▶ **Work to be completed**: Only the line with "I can't remember" and the lines after it, to the end of the data, should appear in the answer, each reproduced exactly.

Collected data:
########
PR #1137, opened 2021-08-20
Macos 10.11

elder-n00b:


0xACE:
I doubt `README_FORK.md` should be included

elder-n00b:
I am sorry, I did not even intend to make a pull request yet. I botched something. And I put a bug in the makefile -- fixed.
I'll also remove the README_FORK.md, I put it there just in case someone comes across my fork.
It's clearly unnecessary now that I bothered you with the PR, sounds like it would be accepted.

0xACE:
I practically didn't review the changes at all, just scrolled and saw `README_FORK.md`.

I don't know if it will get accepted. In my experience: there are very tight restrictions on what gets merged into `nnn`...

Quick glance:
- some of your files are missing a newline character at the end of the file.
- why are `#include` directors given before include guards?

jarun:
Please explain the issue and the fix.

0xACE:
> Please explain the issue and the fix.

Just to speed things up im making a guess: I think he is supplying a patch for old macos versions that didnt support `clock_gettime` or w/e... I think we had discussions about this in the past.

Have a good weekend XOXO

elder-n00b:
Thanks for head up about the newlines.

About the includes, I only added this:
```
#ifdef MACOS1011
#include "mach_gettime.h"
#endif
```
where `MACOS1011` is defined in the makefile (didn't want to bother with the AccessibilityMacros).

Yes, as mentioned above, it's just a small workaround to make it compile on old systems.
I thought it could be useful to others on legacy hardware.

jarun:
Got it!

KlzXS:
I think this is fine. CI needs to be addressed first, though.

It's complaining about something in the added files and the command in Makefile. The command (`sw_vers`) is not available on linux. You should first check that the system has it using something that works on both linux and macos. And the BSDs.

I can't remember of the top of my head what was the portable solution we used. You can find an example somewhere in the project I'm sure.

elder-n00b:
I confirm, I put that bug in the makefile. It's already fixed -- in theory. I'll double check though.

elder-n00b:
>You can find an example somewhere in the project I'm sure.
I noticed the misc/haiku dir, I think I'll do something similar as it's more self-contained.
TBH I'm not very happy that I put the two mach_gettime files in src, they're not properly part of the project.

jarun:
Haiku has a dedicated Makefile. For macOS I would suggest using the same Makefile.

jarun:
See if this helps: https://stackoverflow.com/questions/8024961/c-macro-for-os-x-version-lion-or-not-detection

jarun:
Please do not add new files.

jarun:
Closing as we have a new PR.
########
▶ **Answer section**:
I can't remember of the top of my head what was the portable solution we used. You can find an example somewhere in the project I'm sure.

elder-n00b:
I confirm, I put that bug in the makefile. It's already fixed -- in theory. I'll double check though.

elder-n00b:
>You can find an example somewhere in the project I'm sure.
I noticed the misc/haiku dir, I think I'll do something similar as it's more self-contained.
TBH I'm not very happy that I put the two mach_gettime files in src, they're not properly part of the project.

jarun:
Haiku has a dedicated Makefile. For macOS I would suggest using the same Makefile.

jarun:
See if this helps: https://stackoverflow.com/questions/8024961/c-macro-for-os-x-version-lion-or-not-detection

jarun:
Please do not add new files.

jarun:
Closing as we have a new PR.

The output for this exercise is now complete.